What Causes Rounded Shoulders and How Do I Fix Them?
/Photo by Scott Webb
By: Mark Sisson
Look at the average person walking around the average industrialized nation and you’ll notice something:
Their shoulders are rounded inward.
Look down at yourself right now reading these words and you’ll probably notice something:
Your shoulders are rounded inward.
Older kids, teens, grownups, athletes, powerlifters, grandmas, moms, dads, students, baristas, almost everyone. It’s rare to see someone with neutral shoulders—shoulders that sit in their sockets as nature intended, rather than rolled and rounded inward in perpetual internal rotation.
Why is this?
The Problem with Rounding Your Shoulders
First, let’s explore why rounded shoulders are bad.
First principles tell us that that which is intrinsic and natural to our skeletal structure is ideal and optimal. Our natural state is not to rest in the rounded shoulder position. It is to have neutral shoulders, shoulders that sit in their sockets, neither externally nor internally rotated. Shoulders that simply are. Young kids tend to have these stable, neutral shoulder positions, mostly because they are closer to their natural state and less altered by the trappings and designs of modern society.

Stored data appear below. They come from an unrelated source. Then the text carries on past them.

PR #295, opened 2024-05-23
Don't perturb LJ sigma for ghost atoms

lohedges:
This PR switches to not perturbing the LJ sigma parameter for ghost atoms so that merged molecules created by BioSimSpace are compatible with  SOMD2 by default. We still preserve the existing behaviour (zero sigma and epsilon) for SOMD1. The PR also includes a few modifications to harden the checking of dummy atoms during the pert file writing stage. (This isn't needed during merging, since we are explicitly setting the appropriate molecule and atom properties.)

## Suggested reviewers:
@chryswoods

### DIFF
--- a/python/BioSimSpace/Align/_merge.py
+++ b/python/BioSimSpace/Align/_merge.py
@@ -693,8 +693,8 @@ def merge(
                     .molecule()
                 )
 
-    # Create a null LJParameter.
-    null_lj = _SireMM.LJParameter()
+    # Tolerance for zero sigma values.
+    null_lj_sigma = 1e-9
 
     # Atoms with zero LJ sigma values need to have their sigma values set to the
     # value from the other end state.
@@ -704,7 +704,7 @@ def merge(
         lj1 = atom.property("LJ1")
 
         # Lambda = 0 state has a zero sigma value.
-        if lj0.sigma() == null_lj.sigma():
+        if abs(lj0.sigma().value()) <= null_lj_sigma:
             # Use the sigma value from the lambda = 1 state.
             edit_mol = (
                 edit_mol.atom(atom.index())
@@ -713,7 +713,7 @@ def merge(
             )
 
         # Lambda = 1 state has a zero sigma value.
-        if lj1.sigma() == null_lj.sigma():
+        if abs(lj1.sigma().value()) <= null_lj_sigma:
             # Use the sigma value from the lambda = 0 state.
             edit_mol = (
                 edit_mol.atom(atom.index())
--- a/python/BioSimSpace/Align/_merge.py
+++ b/python/BioSimSpace/Align/_merge.py
@@ -693,32 +693,31 @@ def merge(
                     .molecule()
                 )
 
-    # Store a dummy element.
-    dummy = _SireMol.Element(0)
+    # Create a null LJParameter.
+    null_lj = _SireMM.LJParameter()
 
-    # Set the LJ sigma paramater to the value of the opposite end state for any
-    # dummy atoms.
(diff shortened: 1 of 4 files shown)


lohedges:
Looks like `ambertype` isn't guaranteed to be present in all molecules, e.g. the alchemical ions from the Exs sandpit. I'll add a check for the property before accessing it tomorrow.

lohedges:
I've fixed the issue with the missing `ambertype` property. There still appears to be an issue using non-zero LJ sigma values for dummy atoms with GROMACS that I am debugging. With the merge code updated to fix the sigma to the opposite end state value, `gmx grompp` now fails when trying to create a binary run file, e.g.:

```
E               RuntimeError: Unable to generate GROMACS binary run input file.
E
E               'gmx grompp' reported the following errors:
E               ERROR 1 [file gromacs.top, line 69]:
E                 Atomtype hcx_du not found
```

I'll check the topology file generated during the test to see what's gone wrong.

chryswoods:
Will do - I will sort that this weekend. I'll change `isDummy` over to testing only the epsilon value (as described in the other thread)

lohedges:
Everything is now working following the latest Sire update.

lohedges:
Just to confirm that I have now checked that the three different approaches for fixing zero LJ sigma values are giving the same result. We now have:

1) The `fix_perturbable_zero_sigmas` map option in `sire` that applies the fix when constructing the perturbable OpenMMMolecule object.
2) A fix in the `somd1` compatibility layer within `somd2`.
3) The updated code in this PR, which ensures that no zero LJ sigma values are present following a merge in BioSimSpace.

The following plot shows a minimised lambda potential energy scan for the ethane --> methanol perturbation. The `sire` and `somd2` results were generated using an _old_ BioSimSpace merged molecule, where zero LJ sigma values were present. The BioSimSpace result just uses the new merging code here, with the fixes from 1) and 2) not applied. I have also generated XML files from OpenMM systems for each data point and have confirmed that (after sorting) they are identical.

zero_sigmas

lohedges:
I'm just wondering about how to preserve the existing `somd1` behaviour with the new approach. If we only fix LJ sigmas for dummy atoms, then everything is easy since it's trivial to detect dummy atoms when the pert file is written. When fixing _all_ zero LJ sigma values, as is done here, then things are more difficult. As an example, for ethane --> methanol I find the following atom record is different when I diff the old and new pert files:

Old:

```
    atom
        name           H4
        initial_type   hc
        final_type     ho
        initial_LJ     2.64953 0.01570
        final_LJ       0.00000 0.00000
        initial_charge 0.03145
        final_charge   0.39600
    endatom
```

New:

```
    atom
        name           H4
        initial_type   hc
        final_type     ho
        initial_LJ     2.64953 0.01570
        final_LJ       2.64953 0.00000
        initial_charge 0.03145
        final_charge   0.39600
    endatom
```

@jmichel80: Are there any issues with this approach? If so, then I could always add another atom property, e.g. `LJ0_somd1` and `LJ1_somd1` that stores specific LJ parameters to use with `somd1` only.

jmichel80:
This would change the behaviour of the softcore I think and could cause changes in the efficiency of transformations with somd1, it would be best to preserve the somd1 protocol.

lohedges:
Here's a comparison of the ethane <--> methanol PMFs for `somd1` with and without the LJ sigma modification, i.e. where the _only_ difference is the change to the non-dummy zero LJ sigma term (for `hc` to `ho`) shown above. These are all short runs and each have unique starting inputs. The overal dG is comparable (within error) and both are reversible,

old_vs_new

chryswoods (approved):
Looks good :-)

PR #302, opened 2024-06-18
Expose torsion modification kwargs

lohedges:
This PR exposes the dummy torsion force constant modification kwargs used by the pert file writer in the `Process.Somd` constructor. These aren't really used, but I want to enable them for debugging purposes. Currently they are set to `False` by default and can only be used if calling the pert file writer function directly.

(This isn't really a bug, since it's not used, but I did forget to expose these when adding kwargs to the process classes to capture engine specific options.)


mb2055 (approved):
All good :+1:

PR #307, opened 2024-07-03

lohedges:
This synchronises with the Exscientia remote ahead of the 2024.2.0 release. Annoyingly it appears that many platform specific skipif directives had been removed from the tests, so I've needed to manually re-add them. Hopefully the CI passes, otherwise I'll need to check what else might have been removed. I'll make a note to mention this since there's no reason to do this. Specific dependencies need to be present for the tests to run. Clearly they are only running their own CI on a specific platform, so thought they could remove them as some minor optimisation.

### DIFF
--- a/.github/workflows/Sandpit_exs.yml
+++ b/.github/workflows/Sandpit_exs.yml
@@ -18,7 +18,7 @@ jobs:
     strategy:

But let’s get more specific with the issues that emanate from rounded shoulders:
Promotes forward head tilt, which places a ton of stress on your neck and impairs your breathing and reduces your lung capacity.
Begins pulling the rest of your torso forward as well—hence the hunchback that’s so prevalent in people who are too young to have any business having it.
When shoulders are perpetually rounded, the supraspinatus tendon tends to get pinched against the boney bridge running from your clavicle to your shoulders, particularly if you’re lifting overhead or pressing. This can cause pain, wear and tear, and degeneration.
It’s unattractive. This might seem inconsequential but it’s an important signifier. Aesthetics in many respects represent utility, form, and function.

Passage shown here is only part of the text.